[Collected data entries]
PR #2424, opened 2026-09-23
fix(llm-profiles): reject fields a provider drops; surface a malformed AEAD_SECRET_KEY

Rainhunter13:
Two issues a self-hosting user reported while setting up LLM profiles through the CLI/API.

## 1. Unused fields were silently dropped
`azure_responses` with `--header` stored `headers: []` with no error. It went further than Azure: `normalize_config` rebuilt the config with only the fields each provider uses, and `prune_secrets` dropped header values for every non-gateway provider. So `openai_responses` also silently lost a `baseUrl`, and Gemini lost a `region`. The user thought they had configured something that was never sent.

Writes (create, update, and the Test probe) now return a 400 instead:
- `reject_unused_fields`: any `config` field the provider never sends (`region` off Bedrock, `resourceId`/`apiVersion` off Azure, `baseUrl` off Azure/custom, `headerNames` off custom). A blank string counts as absent.
- `validate_secrets` (the one check for incoming secrets, now also covering where headers go): header values for a non-gateway provider, or for a name not listed in `headerNames`.

The error names the unused fields (e.g. "Provider `azure_responses` does not use headerNames"). The reporter's actual need, a self-hosted gateway with Responses and an attribution header, is covered by `custom_responses`.

The UI is unaffected: `buildConfig` only sends the chosen provider's fields, and header values only for custom. Only hand-written API/CLI calls see the new 400s.

## 2. A malformed `AEAD_SECRET_KEY` gave an opaque 500
`crypto.rs` already produced a precise error, but the service wrapped it as `CrudError::Internal`, which returns `{"error":"Internal server error"}`.
- **Startup:** if `AEAD_SECRET_KEY` is set and malformed, the app-server logs the decode error at boot (`crypto::check_key`). Unset stays allowed, since only profiles, the data plane and Slack need it.
- **Profile service:** a new `CrudError::Misconfigured` returns that message in the 500 body. Writes and probes check the key before encrypting, and stored-secret decrypt failures use it too. The message never includes the key.
- **Frontend:** `lib/crypto.ts` requires exactly 64 hex characters (`Buffer.from(hex)` silently truncated a bad key, so libsodium failed later with an unhelpful error). The key is now loaded outside each function's `try`, so the reason isn't hidden behind "Failed to decode value…".

## Testing
- `cargo test llm::profiles`: 25 pass. New tests cover Azure with `headerNames` (asserts the message), `openai_responses` with `baseUrl`/`headerNames`, custom with `apiVersion`, blank-as-absent, and header values for a non-gateway provider or an unlisted name. The old "Gemini ignores `region`" test now expects a 400.
- `tests/crypto-key.test.ts` (new): a valid key round-trips; a short key, a non-hex character and a quoted key are all reported by name; an unset key is reported.
- Live against the OSS build:
  - with `AEAD_SECRET_KEY` wrapped in quotes (a common Docker env mistake): boot logs `Failed to decode AEAD_SECRET_KEY from hex: Invalid character '"' at position 0…`, and create/test return that message;
  - with a valid key: the exact reported request (`azure_responses` + `headerNames`) → 400 naming the field; header value only → 400; `openai_responses` + `baseUrl` → 400; probe → 400; `custom_responses` + header → stored with the header.
- `cargo check`, `tsc --noEmit --incremental false`, oxlint/oxfmt and the pre-commit hooks are clean.

Made with [Cursor](https://cursor.com)

<a href="https://cubic.dev/pr/lmnr-ai/lmnr/pull/2424?utm_source=github" target="_blank" rel="noopener noreferrer" data-no-image-dialog="true"><picture><source media="(prefers-color-scheme: dark)" srcset="https://www.cubic.dev/buttons/review-in-cubic-dark.svg"><source media="(prefers-color-scheme: light)" srcset="https://www.cubic.dev/buttons/review-in-cubic-light.svg">Review in cubic</picture></a>


app-server/src/llm/profiles/service/provider_fields.rs
```diff
@@ -0,0 +1,83 @@
...
+
+    fn wire_name(self) -> &'static str {
+        match self {
+            Self::Region => "region",
+            Self::ResourceId => "resourceId",
+            Self::ApiVersion => "apiVersion",
+            Self::BaseUrl => "baseUrl",
+            Self::HeaderNames => "headerNames",
+        }
+    }
```
dinmukhamedm, line 35: nit: could just serialize with rename_all="camelCase" but whatever, I guess the serde serialization is an overkill

app-server/src/llm/profiles/service/validate.rs
```diff
@@ -156,6 +158,38 @@ pub(super) fn normalize_config(
...
+/// `headerNames`; anything else would be silently discarded on save.
+fn reject_unused_header_secrets(
+    provider: LlmProfileProvider,
+    config: &ProfileConfig,
+    secrets: &ProfileSecrets,
+) -> Result<(), CrudError> {
+    if secrets.headers.is_empty() {
+        return Ok(());
+    }
+    if !provider.is_custom_gateway() {
```
dinmukhamedm, line 171: should we not allow headers to regular providers? why?

I think of the headers as a per-request override

Rainhunter13: not sure if there is a use-case for that? ig the idea is to keep main providers simple and use custom provider for anything custom needed?

dinmukhamedm: Yeah, let's go with this, and we can allow headers when/if customers need it. I was just thinking about Anthropic that used to allow controlling experimental features via headers, but probably too narrow of a use case

dinmukhamedm (approved):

Problem requirements: Look through the records for the string "anything". Copy every line that has it.

Task answer:
+/// `headerNames`; anything else would be silently discarded on save.
Rainhunter13: not sure if there is a use-case for that? ig the idea is to keep main providers simple and use custom provider for anything custom needed?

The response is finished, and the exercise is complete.